*** Block opens ***

PR #1142, opened 2026-02-26
feat(mobile): improve chat keyboard UX and hide nav on keyboard open

jasperdisney:
## Summary
- Hide BottomPanel on mobile (keep on desktop) to maximize chat message area
- Hide bottom nav bar when virtual keyboard opens using `visualViewport` API, with `--bottom-nav-height` CSS variable so page layouts reclaim the space without leaving a white gap
- Add safe-area padding (`pb-safe`) to TeamChatView footer for notched devices
- Scroll chat to bottom on input focus (keyboard open) with 150ms delay for smooth behavior
- Fix scroll-to-bottom on initial load for mobile by finding the visible scroll container instead of relying on a shared ref that points to the hidden desktop view

### DIFF
--- a/apps/web/src/app/agents/loading.tsx
+++ b/apps/web/src/app/agents/loading.tsx
@@ -2,7 +2,7 @@ import { Skeleton } from '@/components/shared/Skeleton';
 
 export default function AgentsLoading() {
   return (
-    <div className="flex h-[calc(100dvh-112px)] flex-col md:h-dvh">
+    <div className="flex h-[calc(100dvh-56px-var(--bottom-nav-height))] flex-col md:h-dvh">
       <div className="flex min-h-0 flex-1 overflow-hidden">
         {/* Member sidebar skeleton */}
         <div className="hidden w-64 flex-col border-border border-r p-4 lg:flex">
--- a/apps/web/src/app/agents/team/page.tsx
+++ b/apps/web/src/app/agents/team/page.tsx
@@ -627,13 +627,19 @@ export default function TeamChatPage() {
     // Only scroll when loaded data
     if (!teamChat?.chatId || loading) return;
 
-    const endMarker = messagesEndRef.current;
-    if (!endMarker) return;
-
-    // Find the scroll container
-    const container = endMarker.closest('[data-chat-messages-container]');
+    // Find the visible scroll container (mobile and desktop render separate
+    // TeamChatView instances — pick the one that's actually visible).
+    const containers = document.querySelectorAll<HTMLElement>(
+      '[data-chat-messages-container]'
+    );
+    let container: HTMLElement | null = null;
+    for (const el of containers) {
+      if (el.offsetHeight > 0) {
+        container = el;
+        break;
+      }
+    }
     if (!container) {
-      // Fallback: just scroll once
       scrollToBottom('instant');
       return;
     }
@@ -646,7 +652,7 @@ export default function TeamChatPage() {
     let isActive = true;
 
     const scrollToEnd = () => {
-      endMarker.scrollIntoView({ behavior: 'auto', block: 'end' });
+      container.scrollTop = container.scrollHeight;
     };
 
     const finish = () => {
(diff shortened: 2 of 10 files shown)


revlentless:
Solid approach to a tricky mobile problem. The `--bottom-nav-height` CSS variable is the right abstraction — dynamic height calculations that respond to keyboard state without hardcoded pixel math. Notes below.

**`--bottom-nav-height` CSS variable (`globals.css`, `layout.tsx`, `BottomNav.tsx`)**
- Good pattern: `:root` defaults to `56px`, the `visualViewport` resize handler toggles it to `0px` when keyboard opens, and `layout.tsx` uses `pb-[--bottom-nav-height]` instead of the old hardcoded `pb-14`. This means every page gets the dynamic behavior for free.
- The 150px threshold for keyboard detection is reasonable — avoids false positives from mobile browser chrome changes (URL bar collapsing, etc.).
- One edge case: `fullHeight` is initialized from `vv.height` at mount time and only updated upward. If the component somehow mounts while the keyboard is already open (unlikely given it's in the root layout), `fullHeight` would be wrong. Not a real concern in practice.
- Minor: the comment on line 73 still references the old `h-[calc(100dvh-112px)]` pattern, but that pattern no longer exists anywhere — it's been replaced with `100dvh-56px-var(--bottom-nav-height)`. Stale comment.

**Height calculations (`team/page.tsx`, `loading.tsx`, `markets/page.tsx`, `agents/loading.tsx`)**
- All updated from hardcoded `100dvh-112px` to `100dvh-56px-var(--bottom-nav-height)`. The `56px` is the top header, the variable handles the bottom nav. On desktop, the `md:h-dvh` override takes over, so the variable is irrelevant there. Clean.

**BottomPanel hidden on mobile (`team/page.tsx`)**
- `<div className="hidden lg:contents">` wrapping BottomPanel is a clean pattern — `display: contents` on desktop makes the wrapper invisible to the layout, while `hidden` on mobile removes it entirely. Good use of `contents`.

**Scroll-to-bottom on focus (`MessageInput.tsx`, `TeamChatView.tsx`, `team/page.tsx`)**
- `onInputFocus` threaded through cleanly: `MessageInput` → `TeamChatView` → `team/page.tsx`.
- The `setTimeout(() => scrollToBottom('smooth'), 150)` delay accounts for the keyboard animation. 150ms is a good middle ground — long enough for the viewport to start resizing, short enough to feel responsive.
- **Note**: this only applies to `TeamChatView` (agent team chat). The DM `ChatView` (`ChatView.tsx`) already has `pb-safe md:pb-0` but doesn't get the `onInputFocus` prop. If the keyboard UX fix matters for team chat, it likely matters for DM chat too. Worth adding in this PR or a follow-up.

**Scroll container resolution (`useTeamChat.ts`, `team/page.tsx`)**
- The `getScrollContainer` fix in `useTeamChat.ts` is the right approach — checking `offsetHeight > 0` to find the visible container when two `TeamChatView` instances exist (mobile/desktop).
- The same logic is **duplicated** in the initial scroll effect in `team/page.tsx` (lines 631–642) — it does its own `querySelectorAll` + `offsetHeight > 0` instead of calling `getScrollContainer` from the hook. Consider refactoring to reuse `getScrollContainer` to avoid the duplication.
- `messagesEndRef` was correctly removed from the effect's dependency array since it's no longer used inside the effect body.

**Safe-area padding (`TeamChatView.tsx`)**
- `pb-safe lg:pb-0` on the footer. Note that `ChatView.tsx` (DM chat) uses `pb-safe md:pb-0` — the breakpoints differ (`lg` vs `md`). This is probably intentional given the different layout structures, but worth confirming.

**Things to address:**
1. The `onInputFocus` scroll-on-keyboard-open behavior is missing from `ChatView.tsx` (DM chats) — should it be added?
2. The scroll container lookup in `team/page.tsx`'s initial scroll effect duplicates logic from `getScrollContainer` in `useTeamChat.ts` — consider reusing it.
3. Stale comment in `BottomNav.tsx` line 73 referencing `h-[calc(100dvh-112px)]`.

Approved. (with the notes above as optional follow-ups or in this PR).

PR #1163, opened 2026-03-03
feat(feed): narrative feed API — story scoring, ArcState multiplier, resolution boost & position signal

SYMBaiEX:
## Summary

Full implementation of the `/api/feed/narrative` route across three phases. This is the first time any narrative feed code is being pushed to remote.

### Phase 1 — Narrative feed foundation (`route.ts`)
- Introduced `/api/feed/narrative` API route: groups posts into stories by `storyKey`, ranks them with a multi-signal scoring formula
- **Scoring formula**: `storyScore = totalEngagement * 0.5 + recencyScore * 0.35 + activityBonus * 0.15`
  - `totalEngagement = likes*1 + comments*2 + shares*3`
  - `recencyScore = exp(-ln2 * hoursOld / 12)` — 12-hour half-life on the newest post in the story
  - `activityBonus = min(postCount / 10, 1.0)`
- Stories bucketed into question-linked vs general; general story always sorted last
- Per-post `isLiked` / `isShared` enrichment for authenticated users
- Redis caching with 60-second TTL

### Phase 2 — CTE refactor + ArcState multiplier
- Replaced 3 parallel `COUNT(*)` queries with a single engagement CTE (mirrors the `fetchPostMetadataConsolidated` pattern in `posts/route.ts`)
- Added `calculateArcStateMultiplier` — story scores multiplied by arc state (crisis 1.4×, climax 1.35×, revelation 1.3×, escalation 1.15×, active/live 1.1×, tension 1.05×, resolving 0.9×, resolution 0.85×)
- `LEFT JOIN arcStates` on the questions query to fetch title + arc state + status in one round-trip
- Filtered resolved/expired questions from the feed
- Added `arcState` field to `NarrativeStory` interface for UI badge support
- 19 unit tests + 32 integration tests

### Phase 3 — Resolution proximity boost + per-user position signal
- **`calculateResolutionBoost`**: Multiplies story scores based on how soon `questions.resolutionDate` occurs (1.4× ≤6h, 1.25× ≤24h, 1.1× ≤72h, 1.0× otherwise/past) — questions at peak uncertainty float higher
- **Per-user position signal**: `hasUserPosition: boolean` on `NarrativeStory`. Authenticated users with an active position in the `positions` table see those stories floated above non-position stories (within non-general tier), then by score. General story always last.
- Combined `Promise.all([reactions, shares, positions])` in enrichment block — no extra DB round-trip
- Re-sort runs only inside the `if (userId)` block; unauthenticated users get score-only ordering
- Expanded to 24 unit tests + 40 integration tests

### Pre-existing TypeScript fixes (unblocked push hook)
- `packages/testing`: Added `!` non-null assertion on `lastSlide` in `game-guide.test.ts` (`TS18048`)
- `packages/examples/babylon-typescript-agent`: Fixed `registerIPFS()` to call `await handle.waitMined()` before accessing `result.agentId` / `result.agentURI`

## Files Changed

| File | Description |
|------|-------------|
| `apps/web/src/app/api/feed/narrative/route.ts` | Full narrative feed implementation (all phases) |
| `apps/web/src/app/api/feed/narrative/route.test.ts` | 24 unit tests (scoring functions + arc state + resolution boost) |
| `apps/web/src/app/api/feed/narrative/route.integration.test.ts` | 40 integration tests (contract, caching, auth enrichment, arc state, resolution boost, position signal) |
| `packages/testing/unit/game-guide.test.ts` | Non-null assertion fix |
| `packages/examples/babylon-typescript-agent/src/registration.ts` | `waitMined()` fix |

## Test Plan

- [ ] `bun test ./apps/web/src/app/api/feed/narrative/` → **64 pass** (24 unit + 40 integration)
- [ ] `GET /api/feed/narrative` response includes `arcState` and `hasUserPosition: boolean` on every story
- [ ] Stories with active arc states (crisis, climax) rank above equivalent setup/neutral stories
- [ ] Story with `resolutionDate` within 6 hours scores higher than identical story resolving in 30 days
- [ ] Authenticated user with a position on question #N sees that story ranked first within its tier
- [ ] General (no-question) story always appears last regardless of arc state, resolution date, or user positions
- [ ] Unauthenticated requests return `hasUserPosition: false` on all stories, no positions query fired


slkzgm (approved):
Overall this looks solid: clear scoring model, good caching, and strong test coverage (unit + integration). CI is green.

I pushed a small follow-up commit on this branch to align behavior with the PR spec and reduce duplication:
- Filter per-user position signal to *active* positions only (avoids floating stories based on closed/liquidated history).
- Extract scoring helpers into a shared  module and import them in  (so tests cover the production implementation without redefining the formula).

Commit: 744b33f6e (fix(feed): use active positions + centralize narrative scoring)

Non-blocking follow-ups / questions:
- PR description mentions filtering “expired” questions. Current behavior only skips  and keeps past  stories (with 1.0 boost). Is that intended?
- Consider moving more of the grouping/scoring logic out of the Next route (apps thin) into a package/service once we stabilize the API surface.
- If we expect feed growth, adding pagination (/) would avoid returning an ever-growing list of stories.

*** Block closes ***

Copy out the range of lines above starting at the line with "for authenticated users" and ending at the line with "- Filtered resolved/expired", exactly and including both.

- Per-post `isLiked` / `isShared` enrichment for authenticated users
- Redis caching with 60-second TTL

### Phase 2 — CTE refactor + ArcState multiplier
- Replaced 3 parallel `COUNT(*)` queries with a single engagement CTE (mirrors the `fetchPostMetadataConsolidated` pattern in `posts/route.ts`)
- Added `calculateArcStateMultiplier` — story scores multiplied by arc state (crisis 1.4×, climax 1.35×, revelation 1.3×, escalation 1.15×, active/live 1.1×, tension 1.05×, resolving 0.9×, resolution 0.85×)
- `LEFT JOIN arcStates` on the questions query to fetch title + arc state + status in one round-trip
- Filtered resolved/expired questions from the feed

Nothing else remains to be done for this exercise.